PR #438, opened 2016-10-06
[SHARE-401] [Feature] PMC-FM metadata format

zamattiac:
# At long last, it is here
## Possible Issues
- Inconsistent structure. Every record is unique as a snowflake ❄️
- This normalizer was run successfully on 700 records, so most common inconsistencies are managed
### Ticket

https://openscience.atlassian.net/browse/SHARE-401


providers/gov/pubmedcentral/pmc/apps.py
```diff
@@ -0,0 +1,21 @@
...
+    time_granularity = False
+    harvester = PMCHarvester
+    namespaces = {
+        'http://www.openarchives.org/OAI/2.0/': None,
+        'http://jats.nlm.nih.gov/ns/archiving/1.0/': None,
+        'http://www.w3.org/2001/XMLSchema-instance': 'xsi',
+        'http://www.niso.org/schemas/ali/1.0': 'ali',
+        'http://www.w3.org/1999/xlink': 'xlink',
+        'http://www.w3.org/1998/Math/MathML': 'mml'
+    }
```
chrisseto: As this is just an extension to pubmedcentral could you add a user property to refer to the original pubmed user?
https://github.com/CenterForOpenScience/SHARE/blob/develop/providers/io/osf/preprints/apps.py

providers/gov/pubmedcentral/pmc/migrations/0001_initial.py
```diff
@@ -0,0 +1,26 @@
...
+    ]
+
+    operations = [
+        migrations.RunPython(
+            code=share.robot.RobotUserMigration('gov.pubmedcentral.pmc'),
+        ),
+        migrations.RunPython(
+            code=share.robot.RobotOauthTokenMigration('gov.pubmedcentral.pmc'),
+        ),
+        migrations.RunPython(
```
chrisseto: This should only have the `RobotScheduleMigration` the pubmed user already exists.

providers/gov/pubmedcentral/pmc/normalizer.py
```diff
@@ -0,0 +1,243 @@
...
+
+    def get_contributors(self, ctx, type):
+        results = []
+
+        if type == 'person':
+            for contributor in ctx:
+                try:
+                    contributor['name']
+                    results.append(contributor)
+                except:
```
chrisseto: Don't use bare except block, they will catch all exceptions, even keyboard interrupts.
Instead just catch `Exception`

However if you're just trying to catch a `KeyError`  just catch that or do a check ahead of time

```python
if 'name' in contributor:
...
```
^^^^
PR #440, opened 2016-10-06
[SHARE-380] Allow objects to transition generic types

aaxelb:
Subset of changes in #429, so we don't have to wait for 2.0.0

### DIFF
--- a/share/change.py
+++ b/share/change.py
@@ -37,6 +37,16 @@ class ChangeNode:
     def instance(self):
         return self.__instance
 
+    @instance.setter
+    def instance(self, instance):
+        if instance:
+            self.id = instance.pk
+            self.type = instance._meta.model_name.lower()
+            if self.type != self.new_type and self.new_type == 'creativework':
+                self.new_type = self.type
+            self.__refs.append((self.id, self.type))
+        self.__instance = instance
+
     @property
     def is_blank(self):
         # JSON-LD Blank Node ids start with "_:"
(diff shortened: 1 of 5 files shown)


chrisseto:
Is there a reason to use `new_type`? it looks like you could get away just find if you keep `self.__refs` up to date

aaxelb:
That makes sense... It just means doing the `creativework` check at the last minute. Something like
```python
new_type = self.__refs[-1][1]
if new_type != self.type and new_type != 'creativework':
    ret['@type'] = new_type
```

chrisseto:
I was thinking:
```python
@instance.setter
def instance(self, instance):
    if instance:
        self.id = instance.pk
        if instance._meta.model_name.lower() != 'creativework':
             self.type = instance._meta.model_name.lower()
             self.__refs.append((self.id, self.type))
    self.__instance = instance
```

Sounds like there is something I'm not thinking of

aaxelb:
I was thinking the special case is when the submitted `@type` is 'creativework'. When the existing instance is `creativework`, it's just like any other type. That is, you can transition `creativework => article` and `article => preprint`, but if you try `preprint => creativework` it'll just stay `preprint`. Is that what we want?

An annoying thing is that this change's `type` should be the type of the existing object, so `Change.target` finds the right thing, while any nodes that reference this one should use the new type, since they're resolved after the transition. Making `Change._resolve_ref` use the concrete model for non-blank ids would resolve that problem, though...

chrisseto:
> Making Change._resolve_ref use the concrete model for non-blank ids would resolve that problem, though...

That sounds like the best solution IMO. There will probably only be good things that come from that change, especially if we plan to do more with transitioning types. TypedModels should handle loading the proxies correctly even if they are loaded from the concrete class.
^^^^
### EXERCISE
Read through the lines above and collect those that contain the string "concrete".

### OUTPUT
An annoying thing is that this change's `type` should be the type of the existing object, so `Change.target` finds the right thing, while any nodes that reference this one should use the new type, since they're resolved after the transition. Making `Change._resolve_ref` use the concrete model for non-blank ids would resolve that problem, though...
> Making Change._resolve_ref use the concrete model for non-blank ids would resolve that problem, though...
That sounds like the best solution IMO. There will probably only be good things that come from that change, especially if we plan to do more with transitioning types. TypedModels should handle loading the proxies correctly even if they are loaded from the concrete class.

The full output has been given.